After the Saturday Firewire demo in Pacific Beach, I decided to buy a Baked Potato. It’s is the perfect summer board for me: short, fat, and wide (heck, it almost looks like me!). Short means it handles well and has quick turns; wide means it provides stability in the frequently choppy/churny/crossed swell; fat means it has all the volume it needs to keep me afloat and to allow me to paddle into the better waves.

I demoed it three times already, so I feel pretty comfortable with it. The first time was at Pipes, at the Surfride demo day. I tried the 5’5″ and 5’7″ Baked Potato and thought the longer one better. It was a fairly lame day on a completely new break, so I am not sure I should have been all excited.

The second time was on a pretty big swell day in May. I happened to get into the Shores parking lot when I saw the demo canopy and decided I really had to try something. I didn’t have a lot of time, so I went for the 5’7″ Baked Potato and the Potatonator. Felt good, but I still didn’t feel I had a good idea of what I really wanted.

Then there was the demo day last Saturday. I mentioned it in a separate post, but what came out of it was that I really loved the way the BP handled itself in the backwashy surf of the day. It felt like a little aircraft carrier, always sure of where it wanted to go, but responding to my pleas to get around some section that was looking sketchy. It was the first board I tried, when the surf was still decent, but that experience sealed the deal.

Then I emailed the good folks at Clairemont Surf Shop, and they made the BP show up within a day. It may have helped that I was fine with a TimberTek, which is definitely a technology they want to push and that looks a little out of the ordinary. They are trying something similar with the Vanguard, their funky-looking performance board, and who knows how that is going.

Last word: I don’t know why surfboards are so insanely expensive.
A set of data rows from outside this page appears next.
PR #726, opened 2021-05-24
Allow weighting by frequency-averaged samples in timeavg_waterfall

jsdillon:
Currently, timeavg_waterfall allows averaging together visibilities with either uniform weighting or nsamples weighting. The former is suboptimal (in terms of noise) while the latter risks adding spectral structure.

This PR introduces an intermediate option, `wgt_by_favg_nsample`. When averaging together integrations, this allows one to weight each integration by the average nsamples in that integration over all frequency channels. While still statistically suboptimal, this is closer to optimal while

While I don't expect this to make a big difference, I calculated the expected variance of waterfall with both uniform and `wgt_by_favg_nsample`time-averaging of a baseline in H1C IDR3.  This was done with 214 second averages. Here is the ratio:

image

Much of the time, it doesn't matter. However, there are a non-trivial fraction of times where doing this decreases the variance by 50% or more.


aewallwi (changes requested):
Looks good! One feature I'd like to see is propagating the `wgt_by_favg_nsample` arg from the bash script interface.

aewallwi (approved):
Thanks! Approved, pending tests passing ;)

PR #727, opened 2021-05-25
GitHub ci update

mkolopanis:
some general updates to the github action ci yaml.

Uses an action to setup the conda env rather than the old clunky bash script.
~~makes an empty directory to execute the tests in, this actually tests the installed version of hera_cal and breaks a degeneracy in the namespace between installed and cloned repo.~~ this was getting too complicated because of how test_utils is set up.

### DIFF
--- a/.github/workflows/ci.yml
+++ b/.github/workflows/ci.yml
@@ -54,10 +54,7 @@ jobs:
 
       - name: Run Tests
         run: |
-          mkdir -p empty
-          cd empty
-          pytest --pyargs hera_cal --cov=hera_cal --cov-config=../.coveragerc --cov-report xml:../coverage.xml
-          cd ..
+          pytest --pyargs hera_cal --cov=hera_cal --cov-config=./.coveragerc --cov-report xml:./coverage.xml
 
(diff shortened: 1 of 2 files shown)


mkolopanis:
@jsdillon @aewallwi  made some tidy up changes for your github actions yaml if you'd like to take a look. There's an action specifically to download and install via mini-conda that I have found quite convenient in other projects.

aewallwi (changes requested):
Thanks for streamlinging things @mkolopanis ! Would it be possible to include a link to documentation of the features being used in the conversation or inline comments? Other then that, I think this basically looks good to go.

mkolopanis:
I think I'm a little confused by the request here. Are you wanting a link to https://github.com/marketplace/actions/setup-miniconda in the yaml?

aewallwi:
> I think I'm a little confused by the request here. Are you wanting a link to https://github.com/marketplace/actions/setup-miniconda in the yaml?

I think just pasting it in the conversation is sufficient! Thanks. I've approved.

aewallwi (approved):

PR #728, opened 2021-05-25
Allow abs_amp_lincal to be turned on or off

jsdillon:
This is largely for the purposes of validation and lets us selectively turn on or off the final step of abscal that is meant to remove the abscal bias.


aewallwi (approved):
looks good to me.

PR #730, opened 2021-06-16
Add fix for UVData.filename attribute

plaplant:
An upcoming PR on pyuvdata (https://github.com/RadioAstronomySoftwareGroup/pyuvdata/pull/1015) is adding a `filename` attribute to UVData objects, similar to the `filepaths` of HERAData objects. Because this attribute will be different when two objects are read from different files, it caused one of the tests to break. This PR fixes the broken test in a backwards-compatible way such that the test should pass both before and after the relevant PR is merged on pyuvdata.


jsdillon (approved):
Looks good to me!

PR #732, opened 2021-06-25
Update test_vis_clean.py after reorganization of hera_sim

jsdillon:
hera_sm change the interface to beam area interpolation and to `noise. sky_noise_jy`. This PR fixes a test to use the new interface. 

@nkern I'm also tagging you because I had to turn down the atol on one test to get it to work properly... for reasons I don't understand `assert not np.isclose(np.mean(np.abs(d1)[select]), np.mean(np.abs(d2)[select]), atol=10)` wasn't working. Is that unexepected?

### DIFF
--- a/hera_cal/tests/test_vis_clean.py
+++ b/hera_cal/tests/test_vis_clean.py
@@ -10,6 +10,8 @@ import sys
 import shutil
 from scipy import constants, interpolate
 from pyuvdata import UVCal, UVData
+from hera_sim.interpolators import Beam
+from hera_sim import DATA_PATH as HS_DATA_PATH
 from hera_sim import noise
 from uvtools import dspec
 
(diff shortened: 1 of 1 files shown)


r-pascua (approved):
The `hera_sim`-related changes look fine to me. I take it the commented out line (749 in `test_vis_clean.py`) is just there as a reference?

hera_cal/tests/test_vis_clean.py
```diff
@@ -742,8 +744,10 @@ def test_trim_model(self):
         # delay width = intended delay width x (manually set dnu / original dnu of the attached data)
         np.random.seed(0)
         k = (23, 24, 'ee')
-        Op = noise.bm_poly_to_omega_p(V.freqs / 1e9)
-        V.data[k] += noise.sky_noise_jy(V.data[(23, 23, 'ee')], V.freqs / 1e9, V.lsts, Op, inttime=50)
+        beam_interp = Beam(HS_DATA_PATH / 'HERA_H1C_BEAM_POLY.npy')
+        Op = beam_interp(V.freqs / 1e9)
+        # V.data[k] += noise.sky_noise_jy(autovis=V.data[(23, 23, 'ee')], freqs=V.freqs / 1e9, lsts=V.lsts, omega_p=Op)
```
nkern, line 749: can you rm this comment, unless its pertinent

nkern:
I don't see why turning *down* the atol would make the test pass?

nkern:
@jsdillon yes I'm fine w/ your change to the unit-test--that unit-test needs to be overhauled anyways b/c its not really testing what it should be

I paid retail for mine, after failing to find any place that would give me a decent discount. That’s a cool $699 for the board alone, and then add the fins and leash. WIth taxes, it all added up to almost $1000.

But this is for a low-tech piece of foam with layers of protection on top, a few extras like a leash plug and fin boxes, and the hand-written dimensions of the board on the side. That’s just stupid. A board should cost maybe $200, with plenty room for profit, and the fins maybe $30.

Of course, surfers don’t like more people in the water, and if what it takes to keep out the riff-raff is expensive boards, so be it. At least that’s the logic that seems to be applied commonly. That there are other ways of handling the massive amount of surfers in places like San Diego seems to escape people.

Additionally, the exorbitant cost of surfboards paired with the fact most surfers eventually give up creates a giant market for used boards. If the new boards cost $200, old board will most likely end up on the trash.

Now, as to why surfers give up, there are tons of very good reasons. Surfing is not for the faint of heart.


UPDATE: First ride. I drove to Shores, where the water looked calm and not as crowded as in Pacific Beach. Waves were small, with the first harbingers of the weekend swell coming through (long intervals). I’d say 1-2 feet, occasionally 3, and maybe one 4′ closeout.

New board jitters, of course, and I messed up the first few waves. It will take me a little to get used to riding without a traction pad, and a little more to get used to the new board. But I can already say that the Baked Potato catches anything you throw at it. Even the tiny crumbling shit, you get on with no problem. It handles closeouts fine, does well on cross-swell, and is forgiving of starting angle.

So far, not much length of ride, but I wasn’t expecting it. After all, I was barely in the water for an hour, just enough to get acquainted with the board.

Unrelatedly, I tried the new 2/2 springsuit, and it was definitely warm enough for it. I wouldn’t want to wear it on a late session with marine layer, but on a sunny afternoon like today, it was perfectly adequate.